Frequently Asked Questions
For which business forms is registration in the Swiss commercial register mandatory?
Registration is mandatory for GmbH, AG, cooperatives, branches, and general partnerships and limited partnerships engaged in commercial activity. For capital companies, registration is also a condition of incorporation. Without registration, these forms cannot operate legally.
When does registration become mandatory for a sole proprietorship?
For a sole proprietorship, registration becomes mandatory once annual turnover reaches or exceeds CHF 100,000. This threshold applies to turnover, not profit. Below CHF 100,000, registration is voluntary.
Is a Swiss-resident representative required for a Hungarian founder?

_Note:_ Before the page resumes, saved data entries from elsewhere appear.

Issue #3034, opened 2025-03-06
Evaluate @roamhq/wrtc


achingbrain:
The old [wrtc](https://www.npmjs.com/package/wrtc) module has been rebooted as [@roamhq/wrtc](https://www.npmjs.com/package/@roamhq/wrtc). We should evaluate it's performance vs [node-datachannel](https://www.npmjs.com/package/node-datachannel).

The [@libp2p/webrtc](https://github.com/libp2p/js-libp2p/tree/main/packages/transport-webrtc) should be updated to use `@roamhq/wrtc` - if a PR can be opened with all tests passing we can test the throughput using the perf tests in the [libp2p/test-plans](https://github.com/libp2p/test-plans) repo.

Khwahish29:
Hey I'd like to work on this :)

achingbrain:
Great, please submit a PR!

AkMo3:
I am sorry, I actually didn't track this and tried to solve this without prior communication. In any case, I have pointed a few consideration [here](https://github.com/libp2p/js-libp2p/pull/3145#issue-3084174300) which are worth taking a look. It would be help if you can run the CI to check the compatibility of the package across different platforms

luu-alex:
While looking into the issue I realized their current build of webrtc does not support ice-lite as [commented from the author](https://github.com/WonderInventions/node-webrtc/issues/29#issuecomment-2988643381) and is incompatible as a replacement for node-datachannel atm.

Rushhaabhhh:
@achingbrain  , @p-shahi  ~
### Developer Note : Addressing WebRTC Performance and @roamhq/wrtc Evaluation

Hello team, 
I am a contributor from PLDG and as assigned by @seetadev I've analyzed issues #3033  (WebRTC streaming performance) and #3034 (evaluation of @roamhq/wrtc), I want to share a detailed assessment and propose a pragmatic, multi-stage plan to address the performance challenges and architectural limitations.

#### Summary of Core Challenges

- **Issue #3033 :** The current node-datachannel-based WebRTC transport exhibits streaming throughput that is an order of magnitude slower than TCP in Node.js environments. The bottleneck lies primarily in the underlying libdatachannel and libjuice components, particularly in SCTP buffer and ICE handling performance.
[...]

PR #3145, opened 2025-05-22
fix: replace node-datachannel with @roamhq/wrtc

AkMo3:
## Title

Attempt to replace node-datachannel with @roamhq/wrtc, feel free to close if someone else is working!

## Description

Related: https://github.com/libp2p/js-libp2p/issues/3034

I have attempted to replace the `node-datachannel` with `@roamhq/wrtc`, a few observations are:
- The `@roamhq/wrtc` package is not a direct replacement for `node-datachannel` due to different spec and opinions they follow
- The `wrtc` package is not very stable and might be unsuitable for production, reason being when Node.js tries to destroy RTCPeerConnection and RTCDataChannel objects during process exit, it encounters a NAPI error that causes a fatal crash.
- No `IceUdpMuxListener` in`@roamhq/wrtc` that can be used to create a stun listener

## Change checklist

### DIFF
--- a/packages/transport-webrtc/package.json
+++ b/packages/transport-webrtc/package.json
@@ -46,7 +46,6 @@
   "dependencies": {
     "@chainsafe/is-ip": "^2.1.0",
     "@chainsafe/libp2p-noise": "^16.1.3",
-    "@ipshipyard/node-datachannel": "^0.26.6",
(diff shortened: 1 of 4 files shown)


AkMo3:
I have some new idea, will try them and comment in the issue if I make any progress

PR #3173, opened 2025-06-03
feat: add stream middleware

achingbrain:
Adds middleware handlers for protocol streams.  They are invoked for incoming and outgoing streams and allow access to the stream and connection before the handler (incoming) or caller (outgoing) receive them.

This way middleware can wrap streams in transforms, or deny access, or something else.

```ts
libp2p.use('/my/protocol/1.0.0', (stream, connection, next) => {
  const originalSource = stream.source

  // increment all byte values in the stream by one
  stream.source = (async function * () {
    for await (const buf of originalSource) {
      buf = buf.map(val => val + 1)

      yield buf
    }
  })()

  // pass the stream on to the next middleware
  next(stream, connection)
})
```

## Change checklist

### DIFF
--- a/doc/GETTING_STARTED.md
+++ b/doc/GETTING_STARTED.md
@@ -250,7 +250,13 @@ If you want to know more about libp2p peer discovery, you should read the follow
 
 ## Debugging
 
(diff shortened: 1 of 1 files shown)


achingbrain:
cc @dozyio

dozyio:
Amazing @achingbrain! thank you - Will have a play over the weekend

PR #3182, opened 2025-06-13
fix: return closest known peers, even if they are not closer

achingbrain:
Aligns with Kad-DHT spec PR, when responding to a `FIND_NODE` query, return the `k` known closest peers, excluding the server and the requester, even if they are not closer than the requester.

## Change checklist


achingbrain:

PR #3196, opened 2025-06-24
feat: implement AutoNATv2

achingbrain:
Implements the `AutoNATv2` [spec](https://github.com/libp2p/specs/blob/master/autonat/autonat-v2.md) for greater flexibility when verifying which addresses are publicly dialable.

## Change checklist


achingbrain:

PR #3203, opened 2025-06-25
fix: check for signal abort in tls during cert generation

achingbrain:
Ensure we don't miss abort events. Also removes abort listener from signal which can cause leaks if the signal is long-lived.

## Change checklist


achingbrain:

PR #3211, opened 2025-07-08
feat: add isLibp2p function for type guarding

achingbrain:
Adds a simple function that detects libp2p-like objects.

## Change checklist


achingbrain:

PR #3215, opened 2025-07-09
fix: scope logging to connection and stream

achingbrain:
Updates log scope for streams to use the muxer scope, which uses the connection scope so we can trace log lines per stream/connection instead of having component scope.

## Change checklist


achingbrain:

PR #3224, opened 2025-07-13
feat(dht): enhance performance and reliability with caching and adapt…

pranavkonde:
### Description
Improves DHT performance and reliability with caching, adaptive timeouts, and better resource management.

### Changes
- Add record caching (LRU, 1000 entries, 5min TTL)
- Implement adaptive timeouts based on peer response times
- Add a peer scoring system for better peer selection
- Add batched cleanup for stale provider records
- Add comprehensive metrics for monitoring

### New Metrics
- Query timing and error metrics
- Provider operation metrics
- Cleanup performance metrics
- Cache hit/miss rates

### Performance Impact
- Reduced query latency through caching
- Better query success rates with adaptive timeouts
- Improved resource utilization
- Faster peer selection

### Testing
- Verified cache behavior and expiration
- Tested adaptive timeout functionality
- Confirmed peer scoring system
- Checked metrics accuracy

### DIFF
--- a/packages/kad-dht/src/content-fetching/index.ts
+++ b/packages/kad-dht/src/content-fetching/index.ts
@@ -43,6 +43,13 @@ export class ContentFetching {
   private readonly queryManager: QueryManager
   private readonly network: Network
   private readonly datastorePrefix: string
+  private readonly recordCache: Map<string, { record: Libp2pRecord, expires: number }>
+  private readonly peerResponseTimes: Map<string, number[]>
+  private readonly MAX_CACHE_SIZE = 1000
+  private readonly MAX_CACHE_AGE = 300000 // 5 minutes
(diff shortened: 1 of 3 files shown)


achingbrain:
Thank you for opening this PR.

Is this in response to an issue you’ve seen in a deployed application or are you just trying to make general improvements to the codebase?

achingbrain:
Thanks for opening this PR.

I'm going to close it due to the lack of response to feedback from the contributor, but also because adding a record cache to the DHT adds complexity to the codebase and increases memory usage with little obvious benefit.

This PR also:

- Adds several timers that are not cleared when the node is stopped which would prevent the process from exiting
- Invents a new adaptive timeout when one already exists in the utils package
- Has no tests

PR #3225, opened 2025-07-22
fix: enable optimistic select by default

achingbrain:
If only one protocol is specified, send it with the first data block to skip the mss round-trip tax.

## Change checklist


achingbrain:
Test to see if it still breaks rust compatibility, not ready for merging.

PR #3238, opened 2025-08-06
fix: avoid wasteful reprovides outside threshold

2color:
# What

This PR fixes a couple of DHT bugs related to how provider records are handled and processed:

- fix: bug in the logic in `packages/kad-dht/src/reprovider.ts` that causes wasteful reproviding of records that long before reaching the threshold. This would cause valid records to be provided every `REPROVIDE_INTERVAL`
- fix: don't delete expired records if they're ours to ensure we persist the user intent to provide CIDs even if the node goes down beyond expiration. These will be reprovided in the next processRecords run
- fix: in RPC handler return records within `PROVIDERS_VALIDITY` instead of `MAX_RECORD_AGE` (36 hours) which seems to be from before the increase of DHT record validity to 48 hours, and is in essence an outdated duplicate. This fix ensures that provider records are returned in RPC requests as long as they are within the 48 hour PROVIDERS_VALIDITY.

Other small changes:
- Rename `cleanUp` (which is misleading given that it triggers the reprovides) to a more descriptive name `processRecords`
- Add a few more logs and reduce the level of logs from trace to normal logs

## Notes & open questions

- For self provider records, should we check the block store to ensure they haven't been garbage collected or removed? 

## Change checklist

### DIFF
--- a/packages/kad-dht/src/reprovider.ts
+++ b/packages/kad-dht/src/reprovider.ts
@@ -121,7 +121,7 @@ export class Reprovider extends TypedEventEmitter<ReprovideEvents> {
   private async processRecords (options?: AbortOptions): Promise<void> {
     try {
       this.safeDispatchEvent('reprovide:start')
-      this.log('Starting reprovide/cleanup')
+      this.log('starting reprovide/cleanup')
       // Get all provider entries from the datastore
       for await (const entry of this.datastore.query({
         prefix: this.datastorePrefix


packages/kad-dht/src/reprovider.ts
```diff
@@ -118,10 +118,10 @@ export class Reprovider extends TypedEventEmitter<ReprovideEvents> {
    * Check all provider records. Delete them if they have expired, reprovide
    * them if the provider is us and the expiry is within the reprovide window.
    */
-  private async cleanUp (options?: AbortOptions): Promise<void> {
+  private async processRecords (options?: AbortOptions): Promise<void> {
     try {
       this.safeDispatchEvent('reprovide:start')
-
+      this.log('Starting reprovide/cleanup')
```
achingbrain, line 124:
```suggestion
      this.log('starting reprovide/cleanup')
```

PR #3279, opened 2025-09-09
chore: firefox webrtc

achingbrain:
Fixes integration and transport interop tests.


packages/interface-compliance-tests/src/transport/index.ts
```diff
@@ -213,7 +213,7 @@ export default (common: TestSetup<TransportTestFixtures>): void => {
         .with.property('name', 'AbortError')
     })
 
-    it('should close all streams when the connection closes', async () => {
+    it.only('should close all streams when the connection closes', async () => {
```
achingbrain, line 216:
```suggestion
    it('should close all streams when the connection closes', async () => {
```

Issue #454, opened 2018-10-22
[Feature request] Reading compressed (e.g. gzipped) datasets?


eugene-kharitonov:
Hello,
I wonder if there could be a support for reading zipped/gzipped torchtext.data.TabularDataset-s? 
In our case the dataset is small enough that we want to store its versions in the repo alongside with the code.
I understand it's not a mainstream use-case.  Happy to make a PR myself, if it makes sense.
A relevant snippet https://github.com/pytorch/text/blob/master/torchtext/data/dataset.py#L251

mttk:
This sounds as a reasonable addition. I believe the gist of the change would be changing `open` to some variant of `zipfile`, `gzipfile` etc., as I believe you intended with the referenced line.

A PR would be appreciated!

PR #466, opened 2018-11-02
[wip] TabularDatasets can be read from gzip/bzip2 files

eugene-kharitonov:
* This PR introduces a new parameter `compression` for the TabularDataset constructor. This param defaults to None. When set to 'gz' or 'bz2', we open the dataset file with the corresponding decompressor.
* UTs seem to be passing.

An attempt to address https://github.com/pytorch/text/issues/454

### DIFF
--- a/test/common/torchtext_test_case.py
+++ b/test/common/torchtext_test_case.py
@@ -6,6 +6,9 @@ import os
 import shutil
 import subprocess
 import tempfile
+import bz2
+import gzip
+import io
 
 logger = logging.getLogger(__name__)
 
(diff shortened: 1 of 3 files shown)


eugene-kharitonov:
I played around and it seems that things become uglier when the support for py2 is needed, somewhat beyond the 10-line-fix I had in mind :D 

@mttk - what is the policy around supporting py2?

vin-ivar:
Is this/something similar to this likely to be merged? Python 2 reaches EOL in 2020, is it really very critical to ensure support?

mttk:
Right now, it is pretty critical to ensure support as I believe a significant amount of users are using python 2. So, support won't be dropped in the near future.
@eugene-kharitonov could you elaborate on the interface differences?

For a GmbH, yes, if the managing director does not hold a Swiss residence permit: at least one signatory authorised representative domiciled in Switzerland is required. This is one of the most common obstacles for Hungarian founders. According to the article, this follows from OR 814.
What documents are required to register a GmbH?
A notarised incorporation deed, a certified copy of the articles of association, the details of the members and managing directors, bank confirmation of payment of the share capital, and notarised signatures of the managing directors are required. For Hungarian founders, certified copies of the passport or identity card may also be necessary. If there is no Swiss residence permit, a Swiss-resident representative is also required.
How much does registration in the commercial register cost in Switzerland?
According to the article, registration costs roughly CHF 80–200 for a sole proprietorship, CHF 600–1,000 for a GmbH, CHF 800–1,500 for an AG, and CHF 400–800 for a branch. For GmbH and AG, notary fees may also apply, typically ranging from CHF 500–1,500 for a straightforward incorporation. Exact fees vary by canton.
How long does registration take?
If the documentation is complete, processing usually takes 5–15 working days in most cantons. In Zürich and Bern, applications submitted via EasyGov can sometimes be processed faster. However, a bank incorporation account or incomplete documents can significantly delay the procedure.
What happens after registration?
After approval by HREGA, the company appears in the SHAB, and from that date it legally exists. Any later changes to the registered details must be reported, and the company must keep double-entry accounts. GmbH and AG are also subject to an annual balance sheet obligation.